Kompetisi tertutup yang rencananya akan diputar pada Agustus mendatang itu dipercaya bakal meruntuhkan spirit universal sepak bola.

Kisah Cinderella ala Leicester City yang bisa membalikkan segala prediksi dengan menjuarai Premier League pada 2016 silam, akan sulit terulang.

Pasalnya, partisipan European Super League diisi klub-klub mapan nan tajir. Tak ada ruang buat tim medioker apalagi level gurem.

European Super League dicetuskan oleh 12 klub, yakni Man United, Man City, Liverpool, Chelsea, Arsenal, Tottenham, Barcelona, Real Madrid, Atletico Madrid, Juventus, Inter Milan, dan AC Milan.

Belakangan, duo Premier League, Chelsea dan Man City, memutuskan mundur dari liga elite tersebut.

Baca juga: Di Balik European Super League, Ada Kebohongan Konstan Bos Juventus

Upaya penyelenggaraan European Super League langsung mendapatkan kecaman dari berbagai pihak, termasuk Presiden UEFA dan FIFA.

Aleksander Ceferin selaku Presiden UEFA sampai berani mengancam bahwa pemain yang terlibat dalam liga sempalan bernama European Super League tak akan bisa berpartisipasi di gelaran Euro dan Piala Dunia.

Rakus, egois, narsis adalah kata sifat yang belakangan sering disematkan kepada 12 klub penggagas European Super League.

Tanpa ragu, Claudio Ranieri ikut mengecam ide penyelenggaraan European Super League.

"Saya sangat sedih. European Super League sangat buruk," kata Ranieri yang secara mengejutkan mengantar Leicester City menjuarai Liga Inggris edisi 2015-2016.

Baca juga: Dalangi European Super League, Presiden Juventus Dicap Pengkhianat Serie A

"Kisah Leicester sangat spesial dan kita akan kehilangan cerita semacam itu."

"Ini bukan hanya soal sepak bola. Saya ingat rasanya ketika orang India dan Inggris merayakan gelar juara Leicester City bersama-sama," ujar Ranieri yang kala mengarsiteki Leicester begitu lekat dengan jargon dilly-ding dilly-dong.

Bagi Ranieri yang kini melatih Sampdoria, keberadaan European Super League akan menghilangkan makna terdalam dari olahraga itu sendiri.

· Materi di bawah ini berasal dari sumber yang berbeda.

PR #1703, opened 2017-11-18
Makefile: Add ability to disable compressing manpage

somasis:
Some distributions don't compress them, so having an option to just disable it is nice.


somasis:
@lenormf Certainly, but having a single option to do it without any post-install work would be nice. I see your point, though.

src/Makefile
```diff
@@ -1,5 +1,12 @@
 debug ?= yes
 static ?= no
+GZIP_MAN ?= yes
```
mawww: Is that a conventional name ? if not, can it use the same naming conventions as the rest, namely lowercase ?

somasis: It's not a conventional name, I'll lowercase it.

"Pencapaian bersama Leicester adalah yang pertama kali terlintas di pikiran saya ketika mendengar berita, terlepas dari saya menjadi bagian dari kisah tersebut."

"Itulah sepak bola, kuda hitam bisa mengalahkan tim besar. Itulah esensi dari olahraga."

"Apa yang mereka coba lakukan itu salah. Mungkin mereka melakukan itu untuk menutup utang? Tak adil buat sepak bola. Saya harap UEFA mencegah mereka," kata Ranieri mengakhiri.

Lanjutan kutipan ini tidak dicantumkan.